PR #752, opened 2017-02-01
[FIX] crm_phonecall migration

cubells:
These changes allows preserve data for crm_phonecall module migration:
https://github.com/OCA/crm/pull/131

cc @Tecnativa

### DIFF
--- a/addons/crm/migrations/9.0.1.0/pre-migration.py
+++ b/addons/crm/migrations/9.0.1.0/pre-migration.py
@@ -25,6 +25,9 @@ column_renames = {
     'section_stage_rel': [
         ('section_id', 'team_id'),
     ],
+    'calendar_event': [
+        ('phonecall_id', None),
+    ],
 }
 
 column_copys = {


addons/crm/migrations/9.0.1.0/pre-migration.py
```diff
@@ -25,6 +25,13 @@
     'section_stage_rel': [
         ('section_id', 'team_id'),
     ],
+    'calendar_event': [
+        ('phonecall_id', ''),
```
pedrobaeza: Second element should be `None`

addons/crm/migrations/9.0.1.0/pre-migration.py
```diff
@@ -33,6 +40,16 @@
     ],
 }
 
+xmlid_renames = [
```
pedrobaeza: This should be done on crm_phonecall itself, not here. Result: if you don't have crm_phonecall, XML-IDs are removed at the end. If you have it, it doesn't crush.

* * * * *

■ **Task instructions**
Would you copy each line of the records that contains "should"?

■ **Solution to this problem**
pedrobaeza: Second element should be `None`
pedrobaeza: This should be done on crm_phonecall itself, not here. Result: if you don't have crm_phonecall, XML-IDs are removed at the end. If you have it, it doesn't crush.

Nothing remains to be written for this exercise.